= INFORMATION SUPPLIED =
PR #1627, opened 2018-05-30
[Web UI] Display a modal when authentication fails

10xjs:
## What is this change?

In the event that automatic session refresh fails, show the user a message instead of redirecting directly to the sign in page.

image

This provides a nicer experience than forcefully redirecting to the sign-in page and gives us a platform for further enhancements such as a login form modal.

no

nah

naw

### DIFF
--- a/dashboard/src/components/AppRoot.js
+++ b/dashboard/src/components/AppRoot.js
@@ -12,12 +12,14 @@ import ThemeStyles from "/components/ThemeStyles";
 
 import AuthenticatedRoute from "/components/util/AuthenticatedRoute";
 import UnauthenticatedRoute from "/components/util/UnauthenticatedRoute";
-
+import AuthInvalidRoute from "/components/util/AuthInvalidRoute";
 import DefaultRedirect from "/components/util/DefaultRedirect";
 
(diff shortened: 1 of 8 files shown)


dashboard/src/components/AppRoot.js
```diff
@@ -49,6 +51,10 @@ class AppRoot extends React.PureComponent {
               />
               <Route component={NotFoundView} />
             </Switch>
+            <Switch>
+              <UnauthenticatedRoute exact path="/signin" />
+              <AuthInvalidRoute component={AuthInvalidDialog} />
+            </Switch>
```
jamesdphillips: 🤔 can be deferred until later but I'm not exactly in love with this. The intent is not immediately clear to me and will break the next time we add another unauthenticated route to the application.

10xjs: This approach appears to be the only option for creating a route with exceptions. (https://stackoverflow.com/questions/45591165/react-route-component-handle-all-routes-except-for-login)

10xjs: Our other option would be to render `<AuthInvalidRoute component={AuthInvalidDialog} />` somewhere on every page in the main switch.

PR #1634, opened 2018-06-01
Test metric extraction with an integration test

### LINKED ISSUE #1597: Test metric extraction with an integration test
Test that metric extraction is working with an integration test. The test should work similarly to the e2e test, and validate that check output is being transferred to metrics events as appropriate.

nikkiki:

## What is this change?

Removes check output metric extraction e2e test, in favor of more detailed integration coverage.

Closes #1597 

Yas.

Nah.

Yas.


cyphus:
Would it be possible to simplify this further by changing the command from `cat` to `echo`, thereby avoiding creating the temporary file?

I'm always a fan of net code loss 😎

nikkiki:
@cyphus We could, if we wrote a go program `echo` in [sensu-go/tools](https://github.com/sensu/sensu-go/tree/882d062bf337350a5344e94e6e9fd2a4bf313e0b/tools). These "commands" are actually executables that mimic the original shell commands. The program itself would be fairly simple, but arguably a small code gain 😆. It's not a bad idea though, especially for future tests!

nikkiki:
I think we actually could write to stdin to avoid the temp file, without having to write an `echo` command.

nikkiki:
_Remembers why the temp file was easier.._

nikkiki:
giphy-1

= WHAT YOU NEED TO DO =
Output each line of the material exactly as it was written above.

= RESPONSE =
PR #1627, opened 2018-05-30
[Web UI] Display a modal when authentication fails

10xjs:
## What is this change?

In the event that automatic session refresh fails, show the user a message instead of redirecting directly to the sign in page.

image

This provides a nicer experience than forcefully redirecting to the sign-in page and gives us a platform for further enhancements such as a login form modal.

no

nah

naw

### DIFF
--- a/dashboard/src/components/AppRoot.js
+++ b/dashboard/src/components/AppRoot.js
@@ -12,12 +12,14 @@ import ThemeStyles from "/components/ThemeStyles";
 
 import AuthenticatedRoute from "/components/util/AuthenticatedRoute";
 import UnauthenticatedRoute from "/components/util/UnauthenticatedRoute";
-
+import AuthInvalidRoute from "/components/util/AuthInvalidRoute";
 import DefaultRedirect from "/components/util/DefaultRedirect";
 
(diff shortened: 1 of 8 files shown)


dashboard/src/components/AppRoot.js
```diff
@@ -49,6 +51,10 @@ class AppRoot extends React.PureComponent {
               />
               <Route component={NotFoundView} />
             </Switch>
+            <Switch>
+              <UnauthenticatedRoute exact path="/signin" />
+              <AuthInvalidRoute component={AuthInvalidDialog} />
+            </Switch>
```
jamesdphillips: 🤔 can be deferred until later but I'm not exactly in love with this. The intent is not immediately clear to me and will break the next time we add another unauthenticated route to the application.

10xjs: This approach appears to be the only option for creating a route with exceptions. (https://stackoverflow.com/questions/45591165/react-route-component-handle-all-routes-except-for-login)

10xjs: Our other option would be to render `<AuthInvalidRoute component={AuthInvalidDialog} />` somewhere on every page in the main switch.

PR #1634, opened 2018-06-01
Test metric extraction with an integration test

### LINKED ISSUE #1597: Test metric extraction with an integration test
Test that metric extraction is working with an integration test. The test should work similarly to the e2e test, and validate that check output is being transferred to metrics events as appropriate.

nikkiki:

## What is this change?

Removes check output metric extraction e2e test, in favor of more detailed integration coverage.

Closes #1597 

Yas.

Nah.

Yas.


cyphus:
Would it be possible to simplify this further by changing the command from `cat` to `echo`, thereby avoiding creating the temporary file?

I'm always a fan of net code loss 😎

nikkiki:
@cyphus We could, if we wrote a go program `echo` in [sensu-go/tools](https://github.com/sensu/sensu-go/tree/882d062bf337350a5344e94e6e9fd2a4bf313e0b/tools). These "commands" are actually executables that mimic the original shell commands. The program itself would be fairly simple, but arguably a small code gain 😆. It's not a bad idea though, especially for future tests!

nikkiki:
I think we actually could write to stdin to avoid the temp file, without having to write an `echo` command.

nikkiki:
_Remembers why the temp file was easier.._

nikkiki:
giphy-1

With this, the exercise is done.